### What needs to be done
Given the listing below, write out exactly the lines starting with the line that has "for some reason on" and going on through the line that has "--- a/devnet/tunnel.sh", both kept.

:::::

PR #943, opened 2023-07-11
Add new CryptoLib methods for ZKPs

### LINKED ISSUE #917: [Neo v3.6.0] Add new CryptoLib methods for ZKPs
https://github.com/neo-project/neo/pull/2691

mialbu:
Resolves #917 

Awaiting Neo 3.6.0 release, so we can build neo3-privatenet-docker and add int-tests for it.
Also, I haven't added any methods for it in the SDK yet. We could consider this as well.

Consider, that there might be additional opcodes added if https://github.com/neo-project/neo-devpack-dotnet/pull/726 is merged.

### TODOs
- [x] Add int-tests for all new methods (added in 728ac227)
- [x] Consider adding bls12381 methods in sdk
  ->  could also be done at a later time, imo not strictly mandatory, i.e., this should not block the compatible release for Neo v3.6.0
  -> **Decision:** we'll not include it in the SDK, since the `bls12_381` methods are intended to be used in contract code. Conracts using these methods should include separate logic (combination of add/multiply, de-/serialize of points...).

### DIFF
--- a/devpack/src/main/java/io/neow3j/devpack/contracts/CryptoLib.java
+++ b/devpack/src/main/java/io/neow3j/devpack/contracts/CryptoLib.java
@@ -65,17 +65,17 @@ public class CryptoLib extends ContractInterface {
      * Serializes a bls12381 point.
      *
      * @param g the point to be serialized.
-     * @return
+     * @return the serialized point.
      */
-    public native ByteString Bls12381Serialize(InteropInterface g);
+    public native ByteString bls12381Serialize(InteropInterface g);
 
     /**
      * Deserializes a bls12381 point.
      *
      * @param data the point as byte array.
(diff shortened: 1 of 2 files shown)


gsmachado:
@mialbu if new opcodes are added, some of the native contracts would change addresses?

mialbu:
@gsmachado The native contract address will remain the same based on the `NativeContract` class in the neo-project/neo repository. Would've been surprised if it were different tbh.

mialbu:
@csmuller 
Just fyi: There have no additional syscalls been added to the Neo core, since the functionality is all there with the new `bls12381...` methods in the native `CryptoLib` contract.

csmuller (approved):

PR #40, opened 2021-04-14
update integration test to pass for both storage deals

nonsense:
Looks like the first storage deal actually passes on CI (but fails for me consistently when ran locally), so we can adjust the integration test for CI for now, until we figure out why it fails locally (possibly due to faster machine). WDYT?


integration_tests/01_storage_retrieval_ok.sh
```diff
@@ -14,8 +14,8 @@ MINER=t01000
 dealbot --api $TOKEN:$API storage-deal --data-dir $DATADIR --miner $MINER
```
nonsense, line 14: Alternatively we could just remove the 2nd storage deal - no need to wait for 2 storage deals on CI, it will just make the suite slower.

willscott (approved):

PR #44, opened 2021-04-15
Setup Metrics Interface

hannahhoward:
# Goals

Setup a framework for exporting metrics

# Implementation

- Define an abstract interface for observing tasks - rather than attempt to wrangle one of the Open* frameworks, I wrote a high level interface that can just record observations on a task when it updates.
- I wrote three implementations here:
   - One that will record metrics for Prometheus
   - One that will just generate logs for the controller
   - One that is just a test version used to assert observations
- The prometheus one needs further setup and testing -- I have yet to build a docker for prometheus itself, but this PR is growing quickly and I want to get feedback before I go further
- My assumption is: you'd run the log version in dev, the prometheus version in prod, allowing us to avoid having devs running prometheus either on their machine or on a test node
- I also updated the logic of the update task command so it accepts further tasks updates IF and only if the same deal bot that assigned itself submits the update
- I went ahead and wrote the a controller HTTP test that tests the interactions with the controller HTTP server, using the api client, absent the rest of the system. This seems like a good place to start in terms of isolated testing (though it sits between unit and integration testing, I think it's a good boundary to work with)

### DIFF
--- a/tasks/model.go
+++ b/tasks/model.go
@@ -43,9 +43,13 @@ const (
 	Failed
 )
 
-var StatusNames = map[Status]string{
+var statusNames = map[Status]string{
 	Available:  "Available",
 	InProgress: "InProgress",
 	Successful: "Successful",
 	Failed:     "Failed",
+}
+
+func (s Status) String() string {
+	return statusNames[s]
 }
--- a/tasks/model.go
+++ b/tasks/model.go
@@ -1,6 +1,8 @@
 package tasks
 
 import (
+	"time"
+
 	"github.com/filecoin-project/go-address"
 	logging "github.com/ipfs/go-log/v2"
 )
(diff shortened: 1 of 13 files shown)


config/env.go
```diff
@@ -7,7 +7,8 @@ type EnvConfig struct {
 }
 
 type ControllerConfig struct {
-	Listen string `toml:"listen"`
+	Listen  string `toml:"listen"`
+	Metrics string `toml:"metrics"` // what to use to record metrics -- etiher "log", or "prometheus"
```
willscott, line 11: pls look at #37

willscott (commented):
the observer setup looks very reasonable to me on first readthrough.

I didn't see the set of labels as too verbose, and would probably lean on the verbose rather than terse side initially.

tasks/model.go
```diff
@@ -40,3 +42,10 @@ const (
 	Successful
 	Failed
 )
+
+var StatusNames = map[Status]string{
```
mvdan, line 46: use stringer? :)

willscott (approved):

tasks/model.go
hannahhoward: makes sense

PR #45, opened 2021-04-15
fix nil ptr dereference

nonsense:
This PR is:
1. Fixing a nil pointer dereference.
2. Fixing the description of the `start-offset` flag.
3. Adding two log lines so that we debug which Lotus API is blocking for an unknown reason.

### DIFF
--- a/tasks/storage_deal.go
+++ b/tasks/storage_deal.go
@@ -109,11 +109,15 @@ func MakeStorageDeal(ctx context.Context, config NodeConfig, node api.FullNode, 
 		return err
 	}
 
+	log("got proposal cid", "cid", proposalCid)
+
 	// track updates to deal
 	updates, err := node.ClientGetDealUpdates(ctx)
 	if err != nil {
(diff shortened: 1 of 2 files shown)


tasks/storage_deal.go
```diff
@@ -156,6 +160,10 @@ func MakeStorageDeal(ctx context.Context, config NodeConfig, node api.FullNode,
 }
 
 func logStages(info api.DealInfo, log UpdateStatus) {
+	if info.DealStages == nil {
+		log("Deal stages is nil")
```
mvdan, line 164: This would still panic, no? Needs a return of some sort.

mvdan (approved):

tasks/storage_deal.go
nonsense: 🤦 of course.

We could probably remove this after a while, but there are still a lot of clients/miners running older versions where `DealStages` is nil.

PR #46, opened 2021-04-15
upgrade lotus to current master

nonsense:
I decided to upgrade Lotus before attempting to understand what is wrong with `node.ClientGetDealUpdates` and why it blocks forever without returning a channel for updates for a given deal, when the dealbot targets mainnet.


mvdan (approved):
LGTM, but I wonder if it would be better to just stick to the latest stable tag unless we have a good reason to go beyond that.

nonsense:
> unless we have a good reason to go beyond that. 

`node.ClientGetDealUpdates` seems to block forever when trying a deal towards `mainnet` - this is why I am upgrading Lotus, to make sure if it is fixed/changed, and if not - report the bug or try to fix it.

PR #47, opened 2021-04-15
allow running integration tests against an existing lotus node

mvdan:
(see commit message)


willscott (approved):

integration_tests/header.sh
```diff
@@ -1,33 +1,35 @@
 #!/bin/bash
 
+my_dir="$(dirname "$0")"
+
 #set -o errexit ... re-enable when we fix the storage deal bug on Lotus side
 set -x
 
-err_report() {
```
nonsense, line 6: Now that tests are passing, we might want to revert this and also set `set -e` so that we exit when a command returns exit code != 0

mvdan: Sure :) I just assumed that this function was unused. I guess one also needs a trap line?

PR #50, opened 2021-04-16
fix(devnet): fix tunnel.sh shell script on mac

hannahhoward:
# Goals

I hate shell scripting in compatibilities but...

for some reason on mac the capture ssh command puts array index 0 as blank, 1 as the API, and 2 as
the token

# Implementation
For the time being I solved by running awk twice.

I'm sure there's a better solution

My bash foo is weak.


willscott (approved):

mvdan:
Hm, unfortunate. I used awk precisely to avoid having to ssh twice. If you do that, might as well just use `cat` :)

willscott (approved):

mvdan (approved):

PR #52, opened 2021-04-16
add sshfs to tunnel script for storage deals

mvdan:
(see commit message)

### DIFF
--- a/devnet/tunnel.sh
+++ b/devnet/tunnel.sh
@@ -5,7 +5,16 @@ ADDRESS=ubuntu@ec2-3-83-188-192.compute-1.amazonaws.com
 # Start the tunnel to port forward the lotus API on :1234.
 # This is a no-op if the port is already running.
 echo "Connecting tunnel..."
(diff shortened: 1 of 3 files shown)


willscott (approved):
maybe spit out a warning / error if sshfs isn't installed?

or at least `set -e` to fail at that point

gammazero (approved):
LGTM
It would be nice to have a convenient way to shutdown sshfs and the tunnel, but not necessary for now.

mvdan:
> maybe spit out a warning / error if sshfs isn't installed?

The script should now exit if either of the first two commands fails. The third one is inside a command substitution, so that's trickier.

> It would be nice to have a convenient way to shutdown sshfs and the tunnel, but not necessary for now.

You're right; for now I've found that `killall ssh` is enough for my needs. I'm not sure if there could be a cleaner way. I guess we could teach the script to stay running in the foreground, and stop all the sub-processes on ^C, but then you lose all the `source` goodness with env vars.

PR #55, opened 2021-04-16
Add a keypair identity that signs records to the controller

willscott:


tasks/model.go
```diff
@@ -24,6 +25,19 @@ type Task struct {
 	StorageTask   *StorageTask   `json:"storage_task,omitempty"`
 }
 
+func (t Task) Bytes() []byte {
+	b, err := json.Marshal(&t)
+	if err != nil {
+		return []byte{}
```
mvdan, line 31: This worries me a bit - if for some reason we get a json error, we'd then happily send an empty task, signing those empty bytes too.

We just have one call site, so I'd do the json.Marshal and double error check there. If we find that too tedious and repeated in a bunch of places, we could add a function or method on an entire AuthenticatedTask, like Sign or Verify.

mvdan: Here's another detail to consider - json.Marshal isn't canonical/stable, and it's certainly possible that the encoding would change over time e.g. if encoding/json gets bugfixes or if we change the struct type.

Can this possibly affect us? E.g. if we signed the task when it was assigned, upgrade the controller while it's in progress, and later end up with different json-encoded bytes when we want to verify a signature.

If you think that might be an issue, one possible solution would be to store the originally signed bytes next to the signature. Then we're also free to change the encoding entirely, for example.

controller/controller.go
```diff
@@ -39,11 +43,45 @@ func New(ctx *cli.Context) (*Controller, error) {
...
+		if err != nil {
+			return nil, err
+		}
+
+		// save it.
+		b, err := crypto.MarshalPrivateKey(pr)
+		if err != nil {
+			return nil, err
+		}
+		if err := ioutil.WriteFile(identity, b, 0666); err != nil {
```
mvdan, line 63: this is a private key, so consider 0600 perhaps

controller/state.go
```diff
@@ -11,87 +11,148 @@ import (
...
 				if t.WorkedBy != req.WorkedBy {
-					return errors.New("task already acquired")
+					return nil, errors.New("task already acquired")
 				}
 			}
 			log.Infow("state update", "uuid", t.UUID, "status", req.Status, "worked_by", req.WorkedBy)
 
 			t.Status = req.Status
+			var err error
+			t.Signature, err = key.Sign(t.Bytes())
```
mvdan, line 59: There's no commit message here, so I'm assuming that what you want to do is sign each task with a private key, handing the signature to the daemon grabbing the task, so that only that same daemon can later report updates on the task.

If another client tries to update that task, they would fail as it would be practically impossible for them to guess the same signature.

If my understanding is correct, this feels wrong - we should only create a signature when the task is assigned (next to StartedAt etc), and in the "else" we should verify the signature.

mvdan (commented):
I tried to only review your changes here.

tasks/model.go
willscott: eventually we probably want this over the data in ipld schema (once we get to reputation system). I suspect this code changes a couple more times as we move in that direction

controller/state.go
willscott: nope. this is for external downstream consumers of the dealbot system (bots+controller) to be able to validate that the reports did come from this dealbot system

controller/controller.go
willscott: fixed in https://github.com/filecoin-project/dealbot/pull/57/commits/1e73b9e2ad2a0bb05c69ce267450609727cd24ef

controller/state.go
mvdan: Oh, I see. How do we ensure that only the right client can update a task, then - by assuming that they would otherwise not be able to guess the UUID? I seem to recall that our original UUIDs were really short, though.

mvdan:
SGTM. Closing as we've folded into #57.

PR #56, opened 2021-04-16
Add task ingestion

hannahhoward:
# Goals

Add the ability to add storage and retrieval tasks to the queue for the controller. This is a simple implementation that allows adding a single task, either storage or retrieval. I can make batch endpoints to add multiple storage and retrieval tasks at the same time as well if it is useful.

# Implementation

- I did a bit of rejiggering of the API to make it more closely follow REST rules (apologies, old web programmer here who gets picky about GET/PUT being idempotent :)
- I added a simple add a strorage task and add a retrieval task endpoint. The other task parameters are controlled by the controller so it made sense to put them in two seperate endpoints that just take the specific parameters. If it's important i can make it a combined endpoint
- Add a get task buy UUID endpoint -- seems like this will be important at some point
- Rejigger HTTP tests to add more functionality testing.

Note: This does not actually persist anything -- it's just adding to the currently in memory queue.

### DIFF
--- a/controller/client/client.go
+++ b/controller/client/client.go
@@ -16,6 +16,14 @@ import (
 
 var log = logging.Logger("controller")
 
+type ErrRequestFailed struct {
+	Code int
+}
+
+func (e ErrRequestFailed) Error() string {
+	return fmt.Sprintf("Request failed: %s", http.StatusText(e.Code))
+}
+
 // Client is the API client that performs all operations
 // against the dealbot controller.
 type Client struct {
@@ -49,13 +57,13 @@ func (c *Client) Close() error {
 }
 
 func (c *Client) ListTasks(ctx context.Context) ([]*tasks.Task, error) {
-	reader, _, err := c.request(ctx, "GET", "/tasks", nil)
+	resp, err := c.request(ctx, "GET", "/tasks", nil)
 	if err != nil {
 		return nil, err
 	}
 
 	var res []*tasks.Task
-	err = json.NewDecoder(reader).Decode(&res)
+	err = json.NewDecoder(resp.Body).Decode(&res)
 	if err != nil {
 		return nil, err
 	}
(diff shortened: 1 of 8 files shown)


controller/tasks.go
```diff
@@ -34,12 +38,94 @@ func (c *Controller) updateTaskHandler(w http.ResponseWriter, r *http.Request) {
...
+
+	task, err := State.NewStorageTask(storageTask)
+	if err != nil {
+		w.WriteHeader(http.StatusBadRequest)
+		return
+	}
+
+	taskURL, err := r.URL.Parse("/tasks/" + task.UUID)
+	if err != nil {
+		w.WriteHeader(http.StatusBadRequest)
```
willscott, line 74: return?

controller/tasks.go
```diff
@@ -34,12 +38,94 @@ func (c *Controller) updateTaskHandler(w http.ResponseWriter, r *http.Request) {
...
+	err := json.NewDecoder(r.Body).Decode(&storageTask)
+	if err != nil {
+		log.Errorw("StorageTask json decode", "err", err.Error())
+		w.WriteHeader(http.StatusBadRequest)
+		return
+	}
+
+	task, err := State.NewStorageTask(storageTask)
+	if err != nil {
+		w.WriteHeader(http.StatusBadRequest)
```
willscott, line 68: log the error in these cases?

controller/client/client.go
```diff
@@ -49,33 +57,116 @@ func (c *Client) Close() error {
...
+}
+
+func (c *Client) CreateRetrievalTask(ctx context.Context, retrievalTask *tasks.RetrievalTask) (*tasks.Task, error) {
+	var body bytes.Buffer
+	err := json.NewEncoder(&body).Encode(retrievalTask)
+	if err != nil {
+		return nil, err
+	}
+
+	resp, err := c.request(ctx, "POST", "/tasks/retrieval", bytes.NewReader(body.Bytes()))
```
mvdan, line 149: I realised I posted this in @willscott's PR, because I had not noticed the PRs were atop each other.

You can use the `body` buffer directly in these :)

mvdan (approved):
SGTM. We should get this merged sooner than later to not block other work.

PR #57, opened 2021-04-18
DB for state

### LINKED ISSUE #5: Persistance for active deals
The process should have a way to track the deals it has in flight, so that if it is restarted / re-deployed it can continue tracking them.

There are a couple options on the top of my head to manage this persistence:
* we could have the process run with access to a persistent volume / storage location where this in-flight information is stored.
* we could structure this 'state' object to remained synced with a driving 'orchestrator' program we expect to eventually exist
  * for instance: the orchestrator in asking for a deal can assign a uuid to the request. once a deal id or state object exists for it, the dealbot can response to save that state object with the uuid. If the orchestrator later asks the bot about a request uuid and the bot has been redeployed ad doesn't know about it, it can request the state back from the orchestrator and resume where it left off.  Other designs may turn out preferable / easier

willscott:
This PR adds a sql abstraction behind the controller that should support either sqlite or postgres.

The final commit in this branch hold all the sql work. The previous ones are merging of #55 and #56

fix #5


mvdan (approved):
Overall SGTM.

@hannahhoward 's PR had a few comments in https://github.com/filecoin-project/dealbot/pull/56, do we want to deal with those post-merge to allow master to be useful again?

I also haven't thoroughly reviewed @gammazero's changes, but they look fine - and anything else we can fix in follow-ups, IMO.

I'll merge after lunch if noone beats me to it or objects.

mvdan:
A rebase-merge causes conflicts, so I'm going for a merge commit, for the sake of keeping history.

:::::

### Response to this task
for some reason on mac the capture ssh command puts array index 0 as blank, 1 as the API, and 2 as
the token

# Implementation
For the time being I solved by running awk twice.

I'm sure there's a better solution

My bash foo is weak.


willscott (approved):

mvdan:
Hm, unfortunate. I used awk precisely to avoid having to ssh twice. If you do that, might as well just use `cat` :)

willscott (approved):

mvdan (approved):

PR #52, opened 2021-04-16
add sshfs to tunnel script for storage deals

mvdan:
(see commit message)

### DIFF
--- a/devnet/tunnel.sh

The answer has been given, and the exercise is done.